When using the Keras backend argmin function on an input array containing subnormal float values, Keras consistently returns the index of 0.0 as the minimum value, even though a smaller subnormal value (-1.401298464324817e-45) exists in the array. Other deep learning frameworks such as PyTorch and Chainer correctly return the index of the subnormal value, but Keras (and TensorFlow) return the index of 0.

Expected Behavior:

The expected behavior is for Keras's argmin function to return the index of the smallest value, which should be the subnormal float value (-1.401298464324817e-45) at index 2. Instead, Keras is returning the index of 0.0 (index 0).

Reproduction Code:

import torch
import tensorflow as tf
import numpy as np
from chainer import functions as F
import jax.numpy as jnp
import tensorflow.keras.backend as K

# Input data
input_data = [
    0.0,
    1.1754943508222875e-38,
    -1.401298464324817e-45,
    0.0,
    459367.0
]

# Test PyTorch
def test_pytorch_argmin(input_data):
    tensor = torch.tensor(input_data, dtype=torch.float32)
    result = torch.argmin(tensor).item()
    print(f"PyTorch argmin result: {result}")
    return result

# Test TensorFlow
def test_tensorflow_argmin(input_data):
    tensor = tf.constant(input_data, dtype=tf.float32)
    result = tf.argmin(tensor).numpy()
    print(f"TensorFlow argmin result: {result}")
    return result

# Test Keras using backend
def test_keras_argmin(input_data):
    tensor = K.constant(input_data, dtype=tf.float32)
    result = K.argmin(tensor, axis=-1).numpy()
    print(f"Keras argmin result: {result}")
    return result

# Test Chainer
def test_chainer_argmin(input_data):
    tensor = np.array(input_data, dtype=np.float32)
    result = F.argmin(tensor).data
    print(f"Chainer argmin result: {result}")
    return result

# Test JAX
def test_jax_argmin(input_data):
    tensor = jnp.array(input_data, dtype=jnp.float32)
    result = jnp.argmin(tensor).item()
    print(f"JAX argmin result: {result}")
    return result

if __name__ == "__main__":
    pytorch_result = test_pytorch_argmin(input_data)
    tensorflow_result = test_tensorflow_argmin(input_data)
    keras_result = test_keras_argmin(input_data)
    chainer_result = test_chainer_argmin(input_data)
    jax_result = test_jax_argmin(input_data)

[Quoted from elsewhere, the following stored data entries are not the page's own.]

PR #3795, opened 2023-01-25
Make __file__ an absolute path in setuptools.build_meta

hauntsaninja:
## Summary of changes

This is a difference between pip's legacy wheel build (or direct invocations of setup.py) and the PEP 517 build.

While setup.py scripts that rely on this are fragile, it was quite painful to debug! Since Python 3.4, `__file__` is usually an absolute path, so this change might result in fewer surprises.

### DIFF
--- a/changelog.d/3795.change.rst
+++ b/changelog.d/3795.change.rst
@@ -1,0 +1,2 @@
+Ensured that ``__file__`` is an absolute path when executing ``setup.py`` as
+part of ``setuptools.build_meta``.
--- a/setuptools/build_meta.py
+++ b/setuptools/build_meta.py
@@ -326,7 +326,7 @@ class _BuildMetaBackend(_ConfigSettingsTranslator):
     def run_setup(self, setup_script='setup.py'):
         # Note that we can reuse our build directory between calls
         # Correctness comes first, then optimization later
-        __file__ = setup_script
+        __file__ = os.path.abspath(setup_script)
         __name__ = '__main__'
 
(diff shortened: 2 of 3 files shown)


abravalheri:
Hi @hauntsaninja, thank you very much for working on this.

Would it be possible to have a separated test, instead of adding to the parameterised ones?
The reason why I am asking it is because the backend tests are very onerous and ideally we want to minimise the amount of time they take. The parameterisation works as a cartesian product making the time to run the tests increase sharply...

hauntsaninja:
Thanks for the quick review; updated

abravalheri (approved):

abravalheri:
Thank you very much @hauntsaninja, I think this looks good to me.
If I am wrong there is no way `os.path.abspath` can break right? (i.e. it is a logic operation and will work even if the file does not exist, or am I missing something here?)

hauntsaninja:
Yeah, abspath works fine if the file doesn't exist

hauntsaninja:
Hmm, it calls os.getcwd, which can fail if the cwd has been deleted. But I think that's still okay? Or at least, I see plenty of abspath and os.getcwd in the setuptools source

abravalheri:
That should be fine because CWD should contain the package code.
If I recall correctly, in PEP 517 the frontend should execute the backend entry-point with CWD set to the project root...

pradyunsg (approved):

abravalheri:
If the other maintainers have no reservations, I will include this change in the next release.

    print("\nSummary of results:")
    print(f"PyTorch argmin: {pytorch_result}")
    print(f"TensorFlow argmin: {tensorflow_result}")
    print(f"Keras argmin: {keras_result}")
    print(f"Chainer argmin: {chainer_result}")
    print(f"JAX argmin: {jax_result}")

Summary of results:
PyTorch argmin: 2
TensorFlow argmin: 0
Keras argmin: 0
Chainer argmin: 2
JAX argmin: 0

Comment From: sachinprasadhs

I checked the result with different backend using Keras 3, torch results in 2 where as TensorFlow results in 0. The results are not consistent across different backend.

import os
os.environ["KERAS_BACKEND"] = "torch"
import numpy as np
import keras

# Input data
input_data = [
    0.0,
    1.1754943508222875e-38,
    -1.401298464324817e-45,
    0.0,
    459367.0
]

def test_keras_argmin(input_data):
    result = keras.ops.argmin(input_data, axis=-1).numpy()
    print(f"Keras argmin result: {result}")
    return result

test_keras_argmin(input_data)

Comment From: jeffcarp

Thanks for reporting this bug as well as #20350. All backend ops should have the same numerics, which should mirror numpy's behavior.

Comment From: jeffcarp

This can be reproed just by switching between np and jnp arrays:

print('jnp', np.argmin(jnp.array([0, -1.1e-45], dtype=jnp.float32)))
print('np ', np.argmin(np.array([0, -1.1e-45], dtype=np.float32)))
jnp 0
np  1

My hunch is something in the JAX/TF ecosystem is flattening subnormals too early.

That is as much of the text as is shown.